Corresponding to the above computer storage medium, in one embodiment, there is also provided a computer device, including a memory, a processor, and a computer program stored on the memory and executable on the processor, where the processor implements the method for detecting a screen maintenance feature of a device according to any one of the above embodiments when the processor executes the program.
The computer device may be a terminal, and its internal structure may be as shown in fig. 5. The computer device includes a processor, a memory, a network interface, a display screen, and an input device connected by a system bus. Wherein the processor of the computer device is configured to provide computing and control capabilities. The memory of the computer device includes a non-volatile storage medium and an internal memory. The non-volatile storage medium stores an operating system and a computer program. The internal memory provides an environment for the operation of the operating system and computer programs in the non-volatile storage media. The network interface of the computer device is used for communicating with an external terminal through a network connection. The computer program when executed by a processor implements a device screen maintenance feature detection method. The display screen of the computer equipment can be a liquid crystal display screen or an electronic ink display screen, the input device of the computer equipment can be a touch layer covered on the display screen, can be keys, a track ball or a touch pad arranged on the shell of the computer equipment, can also be an external keyboard, a touch pad or a mouse, and the like
According to the computer equipment, after the flash lamp image of the intelligent equipment to be detected is obtained, the exposure point area of the flash lamp image is extracted, and whether the maintenance feature exists on the equipment screen of the intelligent equipment to be detected is judged according to the gradient direction distribution and the gradient direction of the exposure point area. Based on this, by setting the environment of the flash image, the illumination environment disturbance of the flash image is reduced. Meanwhile, by means of image optimization aiming at the flash lamp image, whether maintenance features exist in a screen area of the intelligent device to be detected or not can be accurately and rapidly determined.

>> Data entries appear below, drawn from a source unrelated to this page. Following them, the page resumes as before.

Issue #3565, opened 2020-02-09
[Request] Provide tokens for VS Code semantic syntax highlighting


dannymcgee:
[Semantic highlighting](https://github.com/microsoft/vscode/wiki/Semantic-Highlighting-Overview) is finally in preview as of VS Code 1.42.0. C# is an ideal candidate for taking advantage of this feature, as the available TextMate grammar is pretty lacking, and the syntax of C# is such that it's impossible to accurately classify many tokens with a simple line-by-line regex parser.

- [SemanticTokensProvider API (proposed)](https://github.com/microsoft/vscode/wiki/Semantic-Highlighting-Overview)
- [Basic extension sample](https://github.com/microsoft/vscode-extension-samples/tree/master/semantic-tokens-sample)
- [VS Code's implementation of semantic tokens for JavaScript](https://github.com/microsoft/vscode/blob/master/extensions/html-language-features/server/src/modes/javascriptSemanticTokens.ts)

I'd love to help out with this, but I'm not at all familiar with the codebase here. If this is a feature you would like to support, I'd be more than happy to open a PR if someone would be willing to provide some guidance or a push in the right direction.

JoeRobich:
@dannymcgee Please try out the [1.21.19-beta1 prerelease](https://github.com/OmniSharp/omnisharp-vscode/releases/tag/v1.21.19-beta1)

JoeRobich:
Closing as SemanticHighlighting is available in the 1.22.0 release.

PR #3667, opened 2020-03-15
Add experimental Semantic Highlighter

JoeRobich:
Implementation of the Semantic Tokens provider (https://github.com/microsoft/vscode/issues/86415) requested in https://github.com/OmniSharp/omnisharp-vscode/issues/3565. Built on the Semantic Endpoint added to OmniSharp in https://github.com/OmniSharp/omnisharp-roslyn/pull/1734

Future enhancement:
- [ ] Add RegEx classifications

With Textmate Classification:
image

With Semantic Classification:
image

With Semantic Classification and Visual Studio 2019 theme tweaks:
image

<details>
  <summary>Applied theme tweaks: </summary>

```json
    "editor.tokenColorCustomizations": {
        "[Default Dark+]": {
            "textMateRules": [
                {
                    "scope": "entity.name.namespace",
                    "settings": {
                        "foreground": "#D4D4D4"
                    }
                },
                {
                    "scope": "entity.name.variable.field",
                    "settings": {
                        "foreground": "#D4D4D4"
                    }
                },
                {
                    "scope": "variable.other.property",
                    "settings": {
                        "foreground": "#D4D4D4"
                    }
                },
                {
                    "scope": "variable.other.constant",
                    "settings": {
                        "foreground": "#D4D4D4",
                    }
                },
                {
                    "scope": "variable.other.enummember",
                    "settings": {
                        "foreground": "#D4D4D4"
                    }
                },
                {
                    "scope": "entity.name.type.interface",
                    "settings": {
                        "foreground": "#b8d7a3"
                    }
                },
                {
                    "scope": "entity.name.type.enum",
                    "settings": {
                        "foreground": "#b8d7a3"
                    }
                },
                {
                    "scope": "entity.name.type.parameter",
                    "settings": {
                        "foreground": "#b8d7a3"
                    }
                },
                {
                    "scope": "storage.type.struct",
                    "settings": {
                        "foreground": "#86C691",
                    }
                },
                {
                    "scope": "entity.name.function.extension",
                    "settings": {
                        "foreground": "#DCDCAA",
                    }
                },
                {
                    "scope": "comment.documentation",
                    "settings": {
                        "foreground": "#608B4E",
                    }
                },
                {
                    "scope": "comment.documentation.attribute",
                    "settings": {
                        "foreground": "#C8C8C8",
                    }
                },
                {
                    "scope": "comment.documentation.cdata",
                    "settings": {
                        "foreground": "#E9D585",
                    }
                },
                {
                    "scope": "comment.documentation.delimiter",
                    "settings": {
                        "foreground": "#808080",
                    }
                },
                {
                    "scope": "comment.documentation.name",
                    "settings": {
                        "foreground": "#569CD6",
                    }
                }
            ]
        },
        "[Default Light+]": {
            "textMateRules": [
                {
                    "scope": "entity.name.namespace",
                    "settings": {
                        "foreground": "#222222"
                    }
                },
                {
                    "scope": "entity.name.variable.field",
                    "settings": {
                        "foreground": "#222222"
                    }
                },
                {
                    "scope": "variable.other.property",
                    "settings": {
                        "foreground": "#222222"
                    }
                },
                {
                    "scope": "variable.other.constant",
                    "settings": {
                        "foreground": "#222222",
                    }
                },
                {
                    "scope": "variable.other.enummember",
                    "settings": {
                        "foreground": "#222222"
                    }
                },
                {
                    "scope": "entity.name.type.interface",
                    "settings": {
                        "foreground": "#267f99"
                    }
                },
                {
                    "scope": "entity.name.type.enum",
                    "settings": {
                        "foreground": "#267f99"
                    }
                },
                {
                    "scope": "entity.name.type.parameter",
                    "settings": {
                        "foreground": "#267f99"
                    }
                },
                {
                    "scope": "storage.type.struct",
                    "settings": {
                        "foreground": "#267f99",
                    }
                },
                {
                    "scope": "entity.name.function.extension",
                    "settings": {
                        "foreground": "#795E26",
                    }
                },
                {
                    "scope": "comment.documentation",
                    "settings": {
                        "foreground": "#008000",
                    }
                },
                {
                    "scope": "comment.documentation.attribute",
                    "settings": {
                        "foreground": "#282828",
                    }
                },
                {
                    "scope": "comment.documentation.cdata",
                    "settings": {
                        "foreground": "#808080",
                    }
                },
                {
                    "scope": "comment.documentation.delimiter",
                    "settings": {
                        "foreground": "#808080",
                    }
                },
                {
                    "scope": "comment.documentation.name",
                    "settings": {
                        "foreground": "#808080",
                    }
                }
            ]
        }
    },
```
</details>


NTaylorMullen:
@ryanbrandenburg since you own our semantic classification you should take a look at this as well. It will also enable us to call through to Roslyn for semantic colorization as well 😄

src/omnisharp/extension.ts
```diff
@@ -92,6 +93,13 @@ export async function activate(context: vscode.ExtensionContext, packageJSON: an
         localDisposables.add(forwardChanges(server));
         localDisposables.add(trackVirtualDocuments(server, eventStream));
         localDisposables.add(vscode.languages.registerFoldingRangeProvider(documentSelector, new StructureProvider(server, languageMiddlewareFeature)));
+
+        // Do not set during tests
+        if (process.env.OSVC_SUITE === undefined && vscode.languages.registerDocumentSemanticTokensProvider !== undefined) {
+            const semanticTokensProvider = new SemanticTokensProvider(server, languageMiddlewareFeature);
+            localDisposables.add(vscode.languages.registerDocumentSemanticTokensProvider(documentSelector, semanticTokensProvider, semanticTokensProvider.getLegend()));
```
NTaylorMullen: I believe these will explode in a published extension. Aka, I don't believe you're allowed to publish an official extension with proposed APIs unless approved by VSCode folks; we've added TypeScripty equivalent ifdefs to ensure we don't explode in those circumstances.

src/features/semanticTokensProvider.ts
```diff
@@ -0,0 +1,315 @@
...
+    async _provideSemanticTokens(document: vscode.TextDocument, range: protocol.V2.Range, token: vscode.CancellationToken): Promise<vscode.SemanticTokens | null> {
+        let req = createRequest<protocol.V2.SemanticHighlightRequest>(document, new vscode.Position(0, 0));
+        req.Range = range;
+
+        let response = await serverUtils.getSemanticHighlights(this._server, req);
+
+        const semanticSpans = response.Spans;
+
+        const builder = new vscode.SemanticTokensBuilder();
+        for (let span of semanticSpans) {
```
NTaylorMullen: Maybe I'm misunderstanding the code but why not have the server just return the LSP compatible type vs. re-building it here?

src/features/semanticTokensProvider.ts
```diff
@@ -0,0 +1,315 @@
...
+            // supported as a readonly variable. Until we start getting more complete
+            // modifiers from the highlight service we can add the readonly modifier here.
+            if (span.Type === SemanticHighlightClassification.ConstantName) {
+                tokenModifiers += 2 ** DefaultTokenModifier.readonly;
+            }
+
+            var spanRange = toRange2(span);
+            for (let line = spanRange.start.line; line <= spanRange.end.line; line++) {
+                const startCharacter = (line === spanRange.start.line ? spanRange.start.character : 0);
+                const endCharacter = (line === spanRange.end.line ? spanRange.end.character : document.lineAt(line).text.length);
```
NTaylorMullen: Hmmm, you're making the assumption that document.lineAt(line - 1).text is equivalent to what the language server saw right? This is after several await's, at this point it's super possible the document representation has changed by now. Typically VSCode will map-forward whatever results you provide to the latest document they know about because they're aware of what doc version they originally requested

src/features/semanticTokensProvider.ts
```diff
@@ -0,0 +1,315 @@
...
+}
+
+enum SemanticHighlightModifier {
+    Static
+}
+
+export default class SemanticTokensProvider extends AbstractProvider implements vscode.DocumentSemanticTokensProvider, vscode.DocumentRangeSemanticTokensProvider {
+
+    getLegend(): vscode.SemanticTokensLegend {
+        return new vscode.SemanticTokensLegend(tokenTypes, tokenModifiers);
```
NTaylorMullen: The server's typically the one that defines the legend. Why re-create it on the client (vs. querying it)?

src/features/semanticTokensProvider.ts
NTaylorMullen: This is all based off the assumption that vscode.TextDocument is mutable. Which i'm pretttty sure it is 😄 . I don't believe they run on a snaphsot system

src/omnisharp/extension.ts
JoeRobich: Thanks, I'll have to check on that.

src/features/semanticTokensProvider.ts
JoeRobich: I was just following the [typescript extension](https://github.com/microsoft/vscode/blob/master/extensions/typescript-language-features/src/features/semanticTokens.ts#L65) as an example where they request information from their server then perform some post processing. I'll have to think more on whether to keep it like this.

src/features/semanticTokensProvider.ts
JoeRobich: Thanks for pointing this out. I added back a version check that was present in the TypeScript Extensions implementation.

src/features/semanticTokensProvider.ts
JoeRobich: Yeah goes back to whether the OmniSharp endpoint should just implement the LSP return types. I'll think on it.

src/features/semanticTokensProvider.ts
NTaylorMullen: Ah, TypeScript hasn't moved fully over to LSP yet which is why they follow that model. They plan to move fully over to LSP

JoeRobich:
@NTaylorMullen Would like to include this in the next release. We'll consider it experimental (defaulted off) and collect feedback about the performance. Ultimately we may implement an API that is closer to the LSP, but that may wait until Roslyn implements a classification service that returns tokens and modifiers.

NTaylorMullen:
> Ultimately we may implement an API that is closer to the LSP, but that may wait until Roslyn implements a classification service that returns tokens and modifiers.

Ah, when that comes to fruition that'll enable us to add semantic C# colorization to Razor's C# pieces. Is that something that's tracked somewhere? FYI @ryanbrandenburg 

> We'll consider it experimental (defaulted off) and collect feedback about the performance.

What type of switch do you plan to put it behind? Asking because our TagHelper semantic highlighting is cheap and is something we'd have "on" all the time however if we were to semantically highlight our C# pieces of the document we'd want it behind a similar switch to ensure it's only active when yours is active.

JoeRobich:
> Is that something that's tracked somewhere?

We didn't have an exact issue tracking this, so I made a proposal. https://github.com/dotnet/roslyn/issues/44155

> What type of switch do you plan to put it behind?

There is a `csharp.semanticHighlighting.enabled` setting which is available off of the `Options` class.

JoeRobich:
Although GitHub checks didn't update, this is the passing Travis CI for this PR - https://travis-ci.org/github/OmniSharp/omnisharp-vscode/builds/685827799

Merging

JoeRobich:
for good measure this is the passing master build following this merge https://travis-ci.org/github/OmniSharp/omnisharp-vscode/builds/685844034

The technical features of the above embodiments may be arbitrarily combined, and all possible combinations of the technical features in the above embodiments are not described for brevity of description, however, as long as there is no contradiction between the combinations of the technical features, they should be considered as the scope of the description.
The foregoing examples illustrate only a few embodiments of the invention, which are described in detail and are not to be construed as limiting the scope of the invention. It should be noted that it will be apparent to those skilled in the art that several variations and modifications can be made without departing from the spirit of the invention, which are all within the scope of the invention. Accordingly, the scope of protection of the present invention is to be determined by the appended claims.